**DESCRIPTION OF THE TASK:**
Find the word "addAll" in the data below and copy each line that holds it.

**INPUT MATERIAL:**
PR #1075, opened 2017-02-03
Fixed a few cases in Configuration Service where NPE could be thrown

markoer:
Cases found during #782. Tests have been updated to reflect the changes.

### DIFF
--- a/kura/org.eclipse.kura.api/src/main/java/org/eclipse/kura/system/SystemService.java
+++ b/kura/org.eclipse.kura.api/src/main/java/org/eclipse/kura/system/SystemService.java
@@ -1,5 +1,5 @@
 /*******************************************************************************
- * Copyright (c) 2011, 2016 Eurotech and/or its affiliates
+ * Copyright (c) 2011, 2017 Eurotech and/or its affiliates
  *
  * All rights reserved. This program and the accompanying materials
  * are made available under the terms of the Eclipse Public License v1.0
@@ -298,7 +298,7 @@ public interface SystemService {
 
     /**
      * Returns the maximum number of snapshots to be retained in the file system.
-     * When the maximum number is reached, a garbage collector will deleted the older snapshots.
+     * When the maximum number is reached, a garbage collector will delete the older snapshots.
      *
      * @return maximum number of snapshots to be retained.
      */
--- a/kura/org.eclipse.kura.core.configuration/src/main/java/org/eclipse/kura/core/configuration/ConfigurationServiceImpl.java
+++ b/kura/org.eclipse.kura.core.configuration/src/main/java/org/eclipse/kura/core/configuration/ConfigurationServiceImpl.java
@@ -126,7 +126,7 @@ public class ConfigurationServiceImpl implements ConfigurationService {
     private BundleTracker<Bundle> bundleTracker;
 
     @SuppressWarnings("unused")
-    private MetaTypeService m_metaTypeService;
+    private MetaTypeService metaTypeService;
     private ConfigurationAdmin configurationAdmin;
     private SystemService systemService;
     private CryptoService cryptoService;
@@ -167,11 +167,11 @@ public class ConfigurationServiceImpl implements ConfigurationService {
     }
 
     public void setMetaTypeService(MetaTypeService metaTypeService) {
-        this.m_metaTypeService = metaTypeService;
+        this.metaTypeService = metaTypeService;
     }
 
     public void unsetMetaTypeService(MetaTypeService metaTypeService) {
-        this.m_metaTypeService = null;
+        this.metaTypeService = null;
     }
 
     public void setSystemService(SystemService systemService) {
@@ -576,22 +576,24 @@ public class ConfigurationServiceImpl implements ConfigurationService {
 
     @Override
     public List<ComponentConfiguration> getSnapshot(long sid) throws KuraException {
-        XmlComponentConfigurations xmlConfigs = loadEncryptedSnapshotFileContent(sid);
+        List<ComponentConfiguration> returnConfigs = new ArrayList<ComponentConfiguration>();
 
-        List<ComponentConfigurationImpl> configs = xmlConfigs.getConfigurations();
-        for (ComponentConfigurationImpl config : configs) {
-            if (config != null) {
-                try {
-                    Map<String, Object> decryptedProperties = decryptPasswords(config);
-                    config.setProperties(decryptedProperties);
-                } catch (Throwable t) {
-                    logger.warn("Error during snapshot password decryption");
+        XmlComponentConfigurations xmlConfigs = loadEncryptedSnapshotFileContent(sid);
+        if (xmlConfigs != null) {
+            List<ComponentConfigurationImpl> configs = xmlConfigs.getConfigurations();
+            for (ComponentConfigurationImpl config : configs) {
+                if (config != null) {
+                    try {
+                        Map<String, Object> decryptedProperties = decryptPasswords(config);
+                        config.setProperties(decryptedProperties);
+                    } catch (Throwable t) {
+                        logger.warn("Error during snapshot password decryption");
+                    }
                 }
             }
-        }
 
-        List<ComponentConfiguration> returnConfigs = new ArrayList<ComponentConfiguration>();
-        returnConfigs.addAll(xmlConfigs.getConfigurations());
+            returnConfigs.addAll(xmlConfigs.getConfigurations());
+        }
 
         return returnConfigs;
     }
@@ -856,6 +858,10 @@ public class ConfigurationServiceImpl implements ConfigurationService {
     }
 
     private void encryptConfigs(List<? extends ComponentConfiguration> configs) {
+        if (configs == null) {
+            return;
+        }
+
         for (ComponentConfiguration config : configs) {
             if (config instanceof ComponentConfigurationImpl) {
                 encryptPasswords(config);
@@ -895,8 +901,8 @@ public class ConfigurationServiceImpl implements ConfigurationService {
 
         for (Long snapshot : snapshots) {
             File fSnapshot = getSnapshotFile(snapshot);
-            if (!fSnapshot.exists()) {
-                throw new KuraException(KuraErrorCode.CONFIGURATION_SNAPSHOT_NOT_FOUND, snapshot);
+            if (fSnapshot == null || !fSnapshot.exists()) {
+                throw new KuraException(KuraErrorCode.CONFIGURATION_ERROR, snapshot);
             }
 
             //
@@ -967,6 +973,9 @@ public class ConfigurationServiceImpl implements ConfigurationService {
 
     private void writeSnapshot(long sid, XmlComponentConfigurations conf) throws KuraException {
         File fSnapshot = getSnapshotFile(sid);
+        if (fSnapshot == null) {
+            throw new KuraException(KuraErrorCode.CONFIGURATION_SNAPSHOT_NOT_FOUND);
+        }
 
         // Marshall the configuration into an XML
         String xmlResult;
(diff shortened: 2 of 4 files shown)


kura/org.eclipse.kura.api/src/main/java/org/eclipse/kura/configuration/Password.java
```diff
@@ -33,6 +33,10 @@ public Password(char[] password) {
 
     @Override
     public String toString() {
+        if (this.m_password == null) {
```
cdealti: In general I wonder why one should instantiate an (immutable) null Password.
I mean passing a null parameter to the constructor.
Should this be considered a bug instead and hence throw a runtime exception? 

Should we update the copyright date to 2017?

kura/org.eclipse.kura.api/src/main/java/org/eclipse/kura/system/SystemService.java
```diff
@@ -298,7 +298,7 @@
 
     /**
      * Returns the maximum number of snapshots to be retained in the file system.
-     * When the maximum number is reached, a garbage collector will deleted the older snapshots.
+     * When the maximum number is reached, a garbage collector will delete the older snapshots.
```
cdealti, line 301: Should we update the copyright date to 2017?

kura/org.eclipse.kura.core.configuration/src/main/java/org/eclipse/kura/core/configuration/ConfigurationServiceImpl.java
```diff
@@ -577,7 +577,12 @@ public synchronized void rollback(long id) throws KuraException {
 
     @Override
     public List<ComponentConfiguration> getSnapshot(long sid) throws KuraException {
+        List<ComponentConfiguration> returnConfigs = new ArrayList<ComponentConfiguration>();
+
         XmlComponentConfigurations xmlConfigs = loadEncryptedSnapshotFileContent(sid);
+        if (xmlConfigs == null) {
```
cdealti: I would avoid the ``return`` in the middle of the method given the intention of the refactor favoring
something like:

```
if (xmlConfigs != null) {
        List<ComponentConfigurationImpl> configs = xmlConfigs.getConfigurations();
        for (ComponentConfigurationImpl config : configs) {
            ...
        }
}
```

kura/org.eclipse.kura.core.configuration/src/main/java/org/eclipse/kura/core/configuration/ConfigurationServiceImpl.java
```diff
@@ -678,7 +682,12 @@ synchronized void unregisterComponentConfiguration(String pid) {
 
     boolean mergeWithDefaults(OCD ocd, Map<String, Object> properties) throws KuraException {
         boolean changed = false;
-        Set<String> keys = properties.keySet();
+        Set<String> keys;
```
cdealti: I don't think it makes sense to call this method with null properties. The method modifies the instance referenced by the properties parameter :-( so I would consider this occurrence a bug and an NPE or any runtime exception should be appropriate.

kura/org.eclipse.kura.core.configuration/src/main/java/org/eclipse/kura/core/configuration/ConfigurationServiceImpl.java
```diff
@@ -856,6 +865,10 @@ private void encryptPassword(Map<String, Object> propertiesToUpdate, String key,
     }
 
     private void encryptConfigs(List<? extends ComponentConfiguration> configs) {
+        if (configs == null) {
```
cdealti, line 861: same as above

kura/org.eclipse.kura.core.configuration/src/main/java/org/eclipse/kura/core/configuration/ConfigurationServiceImpl.java
```diff
@@ -895,7 +908,7 @@ private void encryptPlainSnapshots() throws Exception {
 
         for (Long snapshot : snapshots) {
             File fSnapshot = getSnapshotFile(snapshot);
-            if (!fSnapshot.exists()) {
+            if (fSnapshot == null || !fSnapshot.exists()) {
```
cdealti: this looks to me a genuine internal error (maybe KuraErrorCode.CONFIGURATION_ERROR). I would return KuraErrorCode.CONFIGURATION_SNAPSHOT_NOT_FOUND if I had specified a snapshot ID has a parameter to a method and the snapshot could not be find

kura/org.eclipse.kura.core.configuration/src/main/java/org/eclipse/kura/core/configuration/ConfigurationServiceImpl.java
```diff
@@ -967,6 +980,9 @@ private synchronized long saveSnapshot(List<? extends ComponentConfiguration> co
 
     private void writeSnapshot(long sid, XmlComponentConfigurations conf) throws KuraException {
         File fSnapshot = getSnapshotFile(sid);
+        if (fSnapshot == null) {
+            throw new KuraException(KuraErrorCode.CONFIGURATION_ERROR);
```
cdealti: KuraErrorCode.CONFIGURATION_SNAPSHOT_NOT_FOUND in my opinion

kura/org.eclipse.kura.core.configuration/src/main/java/org/eclipse/kura/core/configuration/ConfigurationServiceImpl.java
```diff
@@ -1164,6 +1180,11 @@ String getSnapshotsDirectory() {
 
     private File getSnapshotFile(long id) {
         String configDir = getSnapshotsDirectory();
+
+        if (configDir == null) {
```
cdealti, line 1177: invalid parameter or something like this. But it's a private method so null will do

kura/org.eclipse.kura.core.configuration/src/main/java/org/eclipse/kura/core/configuration/ConfigurationServiceImpl.java
```diff
@@ -1312,7 +1333,11 @@ XmlComponentConfigurations loadEncryptedSnapshotFileContent(long snapshotID) thr
         }
 
         // File loaded, try to decrypt and unmarshall
-        String decryptedContent = new String(this.m_cryptoService.decryptAes(entireFile.toString().toCharArray()));
+        char[] decryptAes = this.m_cryptoService.decryptAes(entireFile.toString().toCharArray());
+        if (decryptAes == null) {
```
cdealti: So, if decryptAes fails to decrypt the char array it returns null?
Ideally it should throw an exception. If not (and we don't want to break the API) this should be documented in the Javadoc.

cdealti (changes requested):

kura/org.eclipse.kura.api/src/main/java/org/eclipse/kura/configuration/Password.java
markoer: OK, it's a weird corner case and it does change the API. I'll drop this one and (c) can remain as is.

kura/org.eclipse.kura.api/src/main/java/org/eclipse/kura/system/SystemService.java
markoer: Hmm... it's only a typo in docs, but you're right.

kura/org.eclipse.kura.core.configuration/src/main/java/org/eclipse/kura/core/configuration/ConfigurationServiceImpl.java
markoer: On the second thought, NPE is quite OK in this case.

kura/org.eclipse.kura.core.configuration/src/main/java/org/eclipse/kura/core/configuration/ConfigurationServiceImpl.java
markoer: XmlComponentConfigurations marshals the same with null and empty component configurations. Therefore it might be legal to store such a snapshot (although impossible in the current implementation). Meaning that this extra check is a safeguard from a wrong call that doesn't have to fail. No configs, no passwords, no change. And the same with null - no change.
If you still don't want the change, I'll remove it...

kura/org.eclipse.kura.core.configuration/src/main/java/org/eclipse/kura/core/configuration/ConfigurationServiceImpl.java
markoer: OK. Will update to the new code.

kura/org.eclipse.kura.core.configuration/src/main/java/org/eclipse/kura/core/configuration/ConfigurationServiceImpl.java
markoer: Agreed. The calling methods handle null, now, and react appropriately.

kura/org.eclipse.kura.core.configuration/src/main/java/org/eclipse/kura/core/configuration/ConfigurationServiceImpl.java
markoer: This scenario covers case with a mocked service that returns null (i.e. a bad/default service implementation). There's no immediate danger for it happening here.

kura/org.eclipse.kura.core.configuration/src/main/java/org/eclipse/kura/core/configuration/ConfigurationServiceImpl.java
markoer: It's not an uncommon practice in this service and reduces indentation level of the main part of the method, but that's just fine, too. Will update.

kura/org.eclipse.kura.core.configuration/src/main/java/org/eclipse/kura/core/configuration/ConfigurationServiceImpl.java
ctron: I agree with @markoer Unless Kura is full of assumptions which turn into NPEs every now and then. So checking for NULL doesn't hurt, unless Kura would adopt proper null pointer analysis.

kura/org.eclipse.kura.api/src/main/java/org/eclipse/kura/system/SystemService.java
cdealti: @markoer please update the copyright date

kura/org.eclipse.kura.core.configuration/src/main/java/org/eclipse/kura/core/configuration/ConfigurationServiceImpl.java
cdealti: @markoer OK

kura/org.eclipse.kura.core.configuration/src/main/java/org/eclipse/kura/core/configuration/ConfigurationServiceImpl.java
cdealti: OK

kura/org.eclipse.kura.core.configuration/src/main/java/org/eclipse/kura/core/configuration/ConfigurationServiceImpl.java
cdealti: OK

cdealti:
Please update the copyright header above and rebase and this is ready to be merged

kura/org.eclipse.kura.api/src/main/java/org/eclipse/kura/system/SystemService.java
markoer: Did that already, it's just not shown as a change here, because the comment is on another line.

cdealti (approved):

cdealti:
Ready to merge if the build passes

**SOLUTION FOR THIS EXERCISE:**
-        returnConfigs.addAll(xmlConfigs.getConfigurations());
+            returnConfigs.addAll(xmlConfigs.getConfigurations());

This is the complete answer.